Ne laissons aucune place aux populistes réactionnaires !

Manifestation anti-masques du 23 août à Québec / photo : Patrice Larouche

La situation mondiale nous a projeté dans un contexte unique. Des personnes diamétralement opposées sur le spectre politique, de gauche comme de droite, se retrouvent à combattre les mêmes gouvernements. Toutefois, peu s’en prennent à la cause profonde de nos problèmes de société : le capitalisme !

La pandémie a accéléré l’écroulement de la confiance populaire envers les institutions de la démocratie bourgeoise. Des médias de masse aux partis politiques, en passant par les syndicats et la communauté scientifique, ces institutions déjà fragilisées le sont encore davantage. Comment certaines personnes en sont-elles rendues là dans leur méfiance ? Quelle en est réellement la cause ? Comment doit-on analyser la situation politique, sociale et économique actuelle pour arriver à donner un sens à nos luttes et décortiquer le réel de la fabulation ?

La vague du populisme de droite

Une vague populiste de droite a déferlé à travers le monde durant les dernières décennies. Elle a porté au pouvoir des chefs politiques qui contrastent avec l’establishment politico-économique habituel. Mais ces derniers sont aussi affamés que les précédents. Ces leaders se livrent aux pratiques capitalistes les plus malignes, sans aucune vergogne ni aucun scrupule. Nous avons vu des personnages comme Vladimir Poutine en Russie, Donald Trump aux États-Unis, Boris Johnson au Royaume-Uni, Jair Bolsonaro au Brésil… et François Legault au Québec !

L’ascension de Legault comme premier ministre fait suite à celle de Mario Dumont et de l’Action démocratique du Québec (ADQ) dans les années 2000. L’ADQ est devenue l’opposition officielle à l’Assemblée nationale en 2007 dans la foulée des débats sur les accommodements raisonnables. Ce débat xénophobe monté de toute pièce a été intensifié par la panique généralisée contre le terrorisme islamiste, alimentée par les médias et le gouvernement américain. En 2012, l’ADQ fusionne pour devenir la Coalition avenir Québec (CAQ) dirigée par Legault. La concurrence de la CAQ tire définitivement le Parti québécois sur le terrain du nationalisme identitaire.

Vers un nationalisme identitaire

Durant les années 2010, les guerres impérialistes et les troubles climatiques liés à l’exploitation des ressources naturelles entraînent les plus grands flux migratoires de l’histoire. Les gouvernements bourgeois y répondent par des politiques réactionnaires anti-immigration.

La frange la plus nationaliste des indépendantistes du Québec épouse alors une approche de défense de l’identité linguistique et culturelle « de souche ». Dans la foulée du printemps érable 2012, la création d’un nouveau parti indépendantiste appelé Option nationale (ON) et l’élection d’un gouvernement minoritaire du Parti québécois (PQ) donne de l’espoir aux nationalistes de gauche.

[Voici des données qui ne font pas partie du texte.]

PR #300, opened 2017-10-20
Admin page to add buyer domains

TheDoubleK:
Trello card: https://trello.com/c/TRYLtlWB/100-allow-admin-to-add-buyer-domain-to-the-digital-marketplace-whitelist

A new page, a link to it from the homepage, with some bits and pieces of tidying up admin page templates thrown in for good measure.

## Homepage link
screen shot 2017-10-20 at 16 46 45

## New page
screen shot 2017-10-20 at 16 46 53

## Added a domain
screen shot 2017-10-20 at 16 47 07

## Errors
screen shot 2017-10-20 at 16 47 17

screen shot 2017-10-23 at 11 42 00

### DIFF
--- a/app/main/views/buyers.py
+++ b/app/main/views/buyers.py
@@ -1,5 +1,8 @@
-from flask import render_template, request, flash
+from dmapiclient import HTTPError
+from flask import flash, redirect, render_template, request, url_for
+from flask_login import current_user
 
+from ..forms import EmailDomainForm
 from .. import main
 from ... import data_api_client
 from ..auth import role_required
@@ -29,3 +32,26 @@ def find_buyer_by_brief_id():
         title=title,
         brief_id=brief_id
     )
+
+
+@main.route('/buyers/add-buyer-domains', methods=['GET', 'POST'])
+@role_required('admin')
+def add_buyer_domains():
+    email_domain_form = EmailDomainForm()
+
+    if email_domain_form.validate_on_submit():
+        try:
+            new_domain = request.form.get('new_buyer_domain')
+            data_api_client.create_buyer_email_domain(new_domain, current_user.email_address)
+            flash('You’ve added {}.'.format(new_domain), 'message')
+            return redirect(url_for('.add_buyer_domains'))
+        except HTTPError as e:
+            if "has already been approved" in e.message:
+                flash('You cannot add this domain because it already exists.', 'error')
+            elif "was not a valid format" in e.message:
+                flash('The domain {} is not a valid format'.format(new_domain), 'error')
+
+    return render_template(
+        "add_buyer_email_domain.html",
+        email_domain_form=email_domain_form
+    ), 400 if email_domain_form.new_buyer_domain.errors else 200
--- a/app/main/views/buyers.py
+++ b/app/main/views/buyers.py
@@ -38,7 +38,7 @@ def find_buyer_by_brief_id():
 @role_required('admin')
 def add_buyer_domains():
     email_domain_form = EmailDomainForm()
-
+    status_code = 200
     if email_domain_form.validate_on_submit():
         try:
             new_domain = request.form.get('new_buyer_domain')
@@ -46,12 +46,17 @@ def add_buyer_domains():
             flash('You’ve added {}.'.format(new_domain), 'message')
             return redirect(url_for('.add_buyer_domains'))
         except HTTPError as e:
+            status_code = 400
             if "has already been approved" in e.message:
                 flash('You cannot add this domain because it already exists.', 'error')
             elif "was not a valid format" in e.message:
                 flash('The domain {} is not a valid format'.format(new_domain), 'error')
+            else:
+                raise e
+    elif email_domain_form.new_buyer_domain.errors:
+        status_code = 400
 
     return render_template(
         "add_buyer_email_domain.html",
         email_domain_form=email_domain_form
-    ), 400 if email_domain_form.new_buyer_domain.errors else 200
+    ), status_code
--- a/app/main/views/buyers.py
+++ b/app/main/views/buyers.py
@@ -48,9 +48,13 @@ def add_buyer_domains():
         except HTTPError as e:
             status_code = 400
             if "has already been approved" in e.message:
-                flash('You cannot add this domain because it already exists.', 'error')
+                email_domain_form.new_buyer_domain.errors.append(
+                    'You cannot add this domain because it already exists.'
+                )
             elif "was not a valid format" in e.message:
-                flash('The domain {} is not a valid format'.format(new_domain), 'error')
+                email_domain_form.new_buyer_domain.errors.append(
+                    "‘{}’ is not a valid format.".format(new_domain)
+                )
             else:
                 raise e
     elif email_domain_form.new_buyer_domain.errors:
--- a/app/templates/add_buyer_email_domain.html
+++ b/app/templates/add_buyer_email_domain.html
@@ -1,0 +1,72 @@
+{% extends "_base_page.html" %}
+{% block page_title %}
+  Add buyer email domains – Digital Marketplace admin
+{% endblock %}
+
+{% block breadcrumb %}
+  {%
+    with items = [
+      {
+        "link": url_for('.index'),
+        "label": "Admin home"
+      },
+      {
+        "label": "Add buyer email domains"
+      }
+    ]
+  %}
+    {% include "toolkit/breadcrumb.html" %}
+  {% endwith %}
+{% endblock %}
+
+{% block main_content %}
+  {% with messages = get_flashed_messages(with_categories=true) %}
+  {% if messages %}
+      {% for category, message in messages %}
+          {%
+          with
+              message = message,
+              type = "destructive" if category == 'error' else 'success'
+          %}
+          {% include "toolkit/notification-banner.html" %}
+          {% endwith %}
+      {% endfor %}
+  {% endif %}
+  {% endwith %}
+
+  {% with heading = "Add buyer email domains" %}
+    {% include "toolkit/page-heading.html" %}
+  {% endwith %}
+
+  <form method="post">
+    <div class="grid-row">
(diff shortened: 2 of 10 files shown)


TheDoubleK:
Laurence and Constance have seen this running locally and are happy with it.

tests/app/main/views/test_buyers.py
```diff
@@ -61,3 +64,83 @@ def test_should_show_buyers_contact_details(self, data_api_client):
...
+        assert actual_code == expected_code, "Unexpected response {} for role {}".format(response.status_code, role)
+
+    def test_admin_user_can_add_a_new_buyer_domain(self, data_api_client):
+        response = self.client.post('/admin/buyers/add-buyer-domains',
+                                    data={'new_buyer_domain': 'kev.uk'},
+                                    follow_redirects=True
+                                    )
+        assert response.status_code == 200
+        assert data_api_client.create_buyer_email_domain.call_args_list == [mock.call("kev.uk", "test@example.com")]
+        assert "You’ve added kev.uk" in response.get_data(as_text=True)
```
katstevens: In the Briefs FE we use `assert_flashes()` (a helper method on `BaseApplicationTest`) to check the right message key and category has been sent.  It's not on the Admin FE `BaseApplicationTest` but we could easily copy it over? Or ... put it in the poor neglected `test_utils` repo (https://github.com/alphagov/digitalmarketplace-test-utils) for all apps to use?

tests/app/main/views/test_buyers.py
```diff
@@ -61,3 +64,83 @@ def test_should_show_buyers_contact_details(self, data_api_client):
...
+
+    def test_post_empty_form_error(self, data_api_client):
+        response = self.client.post('/admin/buyers/add-buyer-domains',
+                                    data={'new_buyer_domain': ''}
+                                    )
+        assert response.status_code == 400
+        assert "Domain can not be empty" in response.get_data(as_text=True)
+        assert data_api_client.create_buyer_email_domain.call_args_list == []
```
katstevens: 😻 for `call_args_list == []`

tests/app/main/views/test_buyers.py
```diff
@@ -61,3 +64,84 @@ def test_should_show_buyers_contact_details(self, data_api_client):
...
+
+    def test_post_bad_domain_error(self, data_api_client):
+        mock_api_error = mock.Mock(status_code=400)
+        mock_api_error.json.return_value = {"error": "JSON was not a valid format: 'inv@lid.co' does not match..."}
+        data_api_client.create_buyer_email_domain.side_effect = HTTPError(mock_api_error)
+        response = self.client.post('/admin/buyers/add-buyer-domains',
+                                    data={'new_buyer_domain': 'inv@lid.co'}
+                                    )
+        assert response.status_code == 400
+        print("PAGE: {}".format(response.get_data(as_text=True)))
```
katstevens: Leftover `print()`

app/templates/index.html
```diff
@@ -89,6 +89,19 @@
 <div class="grid-row">
     <div class="column-two-thirds">
 
+  {% if current_user.has_role('admin') %}
```
katstevens: Do we have any tests to assert what each user role can view on the Admin home page?

app/templates/view_supplier_users.html
```diff
@@ -156,24 +151,17 @@
...
-                      {% if invite_form.email_address.errors %}
-                  </div>
-                  {% endif %}
+                  {%
+                    with
+                    question = invite_form.email_address.label,
+                    hint = "Enter the email address of the person you wish to invite",
+                    name = invite_form.email_address.name,
+                    value = invite_form.email_address.data,
+                    error = invite_form.email_address.errors[0]
```
katstevens: This might be a daft question but will `.errors[0]` break if there are no errors here? Or does the toolkit template deal with it for us?

app/templates/view_supplier_users.html
```diff
@@ -185,24 +173,17 @@
...
-                        {% if move_user_form.user_to_move_email_address.errors %}
-                    </div>
-                    {% endif %}
+                    {%
+                      with
+                      question = move_user_form.user_to_move_email_address.label,
+                      hint = "Enter the email address of the existing user you wish to move to this supplier",
+                      name = move_user_form.user_to_move_email_address.name,
+                      value = move_user_form.user_to_move_email_address.data,
+                      error = move_user_form.user_to_move_email_address.errors[0]
```
katstevens: Same here - what happens to `errors[0]` if the list is empty?

app/main/views/buyers.py
```diff
@@ -29,3 +32,35 @@ def find_buyer_by_brief_id():
...
+                email_domain_form.new_buyer_domain.errors.append(
+                    'You cannot add this domain because it already exists.'
+                )
+            elif "was not a valid format" in e.message:
+                email_domain_form.new_buyer_domain.errors.append(
+                    "‘{}’ is not a valid format.".format(new_domain)
+                )
+            else:
+                raise e
+    elif email_domain_form.new_buyer_domain.errors:
```
katstevens: Why do we need to check if there are `email_domain_form.new_buyer_domain.errors` here? If `email_domain_form.validate_on_submit()` fails, don't we want to return a 400 status whether or not there's an error on that particular form field (i.e. just do an `else:` on this line)?

app/templates/add_buyer_email_domain.html
```diff
@@ -0,0 +1,82 @@
...
+          </a> before you add a domain.
+        </p>
+
+        {%
+          with
+          question = "",
+          hint = "For example police.uk",
+          name = email_domain_form.new_buyer_domain.name,
+          value = email_domain_form.new_buyer_domain.data,
+          error = ""
```
katstevens: I think `error` is optional for the textbox template so you might be able to leave it out (I think `question` is required though).

app/main/views/buyers.py
TheDoubleK: It's for the `GET` route - we want to return a 200 for the empty form page on a `GET`.

app/templates/index.html
TheDoubleK: Ooh probably yes - I should add one for this.  I'd forgotten about the homepage link and only added it at the end of Friday after doing all the other tests.

app/templates/add_buyer_email_domain.html
TheDoubleK: Yes, I was leaving it in to explicitly make it clear that we're not passing the error to the form though (because I think it's weird that we're not, and that the banners should actually be form field validation errors instead, but that's an argument I lost).

Can drop it if you think it's fine implicitly not passing the error through though.

app/templates/view_supplier_users.html
TheDoubleK: It's definitely fine - tried and tested - Jinja just carries on if it gets a None for things like this.

app/templates/view_supplier_users.html
TheDoubleK: It works OK with no error message shown.

tests/app/main/views/test_buyers.py
TheDoubleK: I looked at using this, and yes probably should for this test.  It was breaking where I was doing the weird thing of using flashes for the error messages to render in the template (rather than for a redirect).  I'll patch it in here.

tests/app/main/views/test_buyers.py
TheDoubleK: I learnt it all from you x

tests/app/main/views/test_buyers.py
TheDoubleK: Sorry :facepalm:

app/templates/index.html
TheDoubleK: Hmm, turns out we don't have a lot around this. We do have functional tests that check this stuff, but feels like it should be unit tested.  I'll add some for my new bits at least.

app/templates/view_supplier_users.html
```diff
@@ -23,37 +23,32 @@
...
-      User not moved to this supplier - please check you entered the address of an existing supplier user
-  {% endif %}
-        </p>
-    </div>
-  {% endfor %}
+      {% for category, message in messages %}
+          {%
+          with
+              message = flash_messages_content[message],
+              type = "destructive" if category == 'error' else 'success'
```
CrystalPea: Do we use destructive-type messages when there is an error? Shouldn't there be a separate error-type message, since we are not really deleting anything?

app/templates/view_supplier_users.html
katstevens: Phew - I do get overly paranoid about `[0]` sometimes...

app/templates/add_buyer_email_domain.html
katstevens: That makes sense - let's leave it as it is.

app/main/views/buyers.py
katstevens: Ahaaa of course, this view has both methods doesn't it? 😸  I'd probably still go for the more generic `elif email_domain_form.errors`, but this form is unlikely to get more complicated in the future so it's probably fine as is.

app/templates/view_supplier_users.html
TheDoubleK: Yes it's an established pattern to use these banners for error messages (e.g. validation errors submitting declaration or services during applications).  This is definitely a legit use of the macro.

CrystalPea: Ok, thanks a lot for clarifying!

app/templates/view_supplier_users.html
TheDoubleK: Me too - hence I know from recent experience it's fine.
I was looking for a neater way to do it but couldn't come up with anything 😞  - open to suggestions if anything springs to mind, but I think this is fine if not.

TheDoubleK:
@katstevens discussed at stand up and we think this is OK to merge and QA on Preview now.

PR #301, opened 2017-10-27
Add acl to communications, deextrapolate get_path

benvand:
https://trello.com/c/pZNuiwDv/67-communication-files-in-s3-files-are-public

2nd line fix ticket to save communications and clarifications with S3 private ACL
Remove overly extrapolated code
Add tests

### DIFF
--- a/app/main/views/communications.py
+++ b/app/main/views/communications.py
@@ -9,17 +9,6 @@ from dmutils import s3  # this style of import so we only have to mock once
 from dmutils.documents import file_is_pdf, file_is_csv, file_is_open_document_format
 
 
-def _get_path(framework_slug, path):
-    return '{}/communications/{}'.format(framework_slug, path)
-
-
-def _save_file(bucket, framework_slug, path, the_file, flash_message):
-    path = "{}/{}".format(_get_path(framework_slug, path), the_file.filename)
-    # setting download_filename ensures Content-Disposition: attachment
-    bucket.save(path, the_file, download_filename=the_file.filename)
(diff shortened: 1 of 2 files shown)


app/main/views/communications.py
```diff
@@ -53,15 +42,19 @@ def upload_communication(framework_slug):
...
 
     if request.files.get('clarification'):
         the_file = request.files['clarification']
         if not file_is_pdf(the_file):
             errors['clarification'] = 'not_pdf'
 
         if 'clarification' not in errors.keys():
-            _save_file(communications_bucket, framework_slug, 'updates/clarifications', the_file, 'clarification')
+            path = "{}/communications/updates/clarifications/{}".format(framework_slug, the_file.filename)
+            communications_bucket.save(path, the_file, download_filename=the_file.filename)
```
TheDoubleK: I think both should have private ACL maybe? I don't see any reason why we'd have one public and one private.

benvand: Cool, just looked at the ticket and `agreements` is implied too. Will update when the tests are merged https://github.com/alphagov/digitalmarketplace-admin-frontend/pull/302

TheDoubleK: I meant both communications and clarifications. Agreements are already private (see https://github.com/alphagov/digitalmarketplace-admin-frontend/blob/master/app/main/views/suppliers.py#L277)

benvand: Derp, I also this

benvand:
@idavidmcdonald @TheDoubleK 
These are updated now

PR #302, opened 2017-10-27
Tests for communications and clarifications files upload

benvand:


TheDoubleK:
These tests look fine, but would it be worth adding in the ACL fix and tests that ACL is set properly here? It should only be a small piece of work I think.

TheDoubleK:
Sorry! Just seen your other PR. Ignore me.

tests/app/main/views/test_communications.py
```diff
@@ -59,35 +57,62 @@ def test_ccs_sourcing_can_not_post_documents_for_framework(self, data_api_client
...
+        response = self.client.post(
+            "/admin/communications/{}".format(self.framework_slug),
+            data={
+                'communication': (self.dummy_file, 'test-comm.pdf'),
+            }
+        )
+
+        assert response.status_code == 302
+        self.s3.return_value.save.assert_called_once_with(
+            'g-cloud-8/communications/updates/communications/test-comm.pdf',
```
idavidmcdonald: Should the framework slugs in here be taken from `self.framework_slug` rather than hardcoded?

tests/app/main/views/test_communications.py
```diff
@@ -59,35 +57,62 @@ def test_ccs_sourcing_can_not_post_documents_for_framework(self, data_api_client
...
+        response = self.client.post(
+            "/admin/communications/{}".format(self.framework_slug),
+            data={
+                'clarification': (self.dummy_file, 'test-comm.pdf'),
+            }
+        )
+
+        assert response.status_code == 302
+        self.s3.return_value.save.assert_called_once_with(
+            'g-cloud-8/communications/updates/clarifications/test-comm.pdf',
```
idavidmcdonald: Same here on the framework slug hardcoding

tests/app/main/views/test_communications.py
```diff
@@ -59,35 +57,62 @@ def test_ccs_sourcing_can_not_post_documents_for_framework(self, data_api_client
...
+            "/admin/communications/{}".format(self.framework_slug),
+            data={
+                'communication': (self.dummy_file, 'test-comm.pdf'),
+            }
+        )
+
+        assert response.status_code == 302
+        self.s3.return_value.save.assert_called_once_with(
+            'g-cloud-8/communications/updates/communications/test-comm.pdf',
+            mock.ANY,
```
idavidmcdonald: An inline comment here saying what this would make this really readable
i.e.

```mock.ANY,  # this is...```

File: tests/app/main/views/test_communications.py [hunk 4]
```diff
@@ -59,35 +57,62 @@ def test_ccs_sourcing_can_not_post_documents_for_framework(self, data_api_client
...
+            download_filename='test-comm.pdf'
+        )
+
+    def test_clarification_file_saves_with_correct_path(self, data_api_client):
+        assert isinstance(s3.S3, mock.Mock)
```
idavidmcdonald: Is it `s3.S3` that we want to check is the mock or is it `self.s3`. Maybe I'm just a little confused - might be one to explain to me in person

idavidmcdonald: Ah I see how it's being done in the base application test by `dmutils.s3` is being patched.

idavidmcdonald: Small thought that I'm not 100% on, but I wonder if it's worth moving the instance check either into the setup for every test or the set up for the class?

tests/app/main/views/test_communications.py
benvand: We could hard code the string in the url to make it more obvious that it doesn't check the validity of the `framework_slug`. 
Either way, changed to your suggestion for now, let me know what you think

tests/app/main/views/test_communications.py
benvand: Done

tests/app/main/views/test_communications.py
benvand: Actually I'm going to rip out those checks. I think they'd be useful while writing and deploying tests if a dev was extra nervous but like you say, S3 _is_ mocked on every test anyway. It would be like creating an object in the setup method then exerting its existence in every test.

benvand:
@TheDoubleK 
I did that thing that people always say is a good idea but never actually do! 
I wanted to change some code but I couldn't confidently do it because it didn't have test coverage. So I wrote tests for the _existing_ functionality.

Or, le gouvernement de Pauline Marois s’engouffre dans la xénophobie avec son ineffable projet de Charte des valeurs. Ce projet lui fera perdre les élections de 2014 au profit du Parti libéral du Québec (PLQ). Les leaders péquistes suivants connaissant une succession d’échecs de plus en plus retentissants, au fur et à mesure que la CAQ séduit par son populisme de droite.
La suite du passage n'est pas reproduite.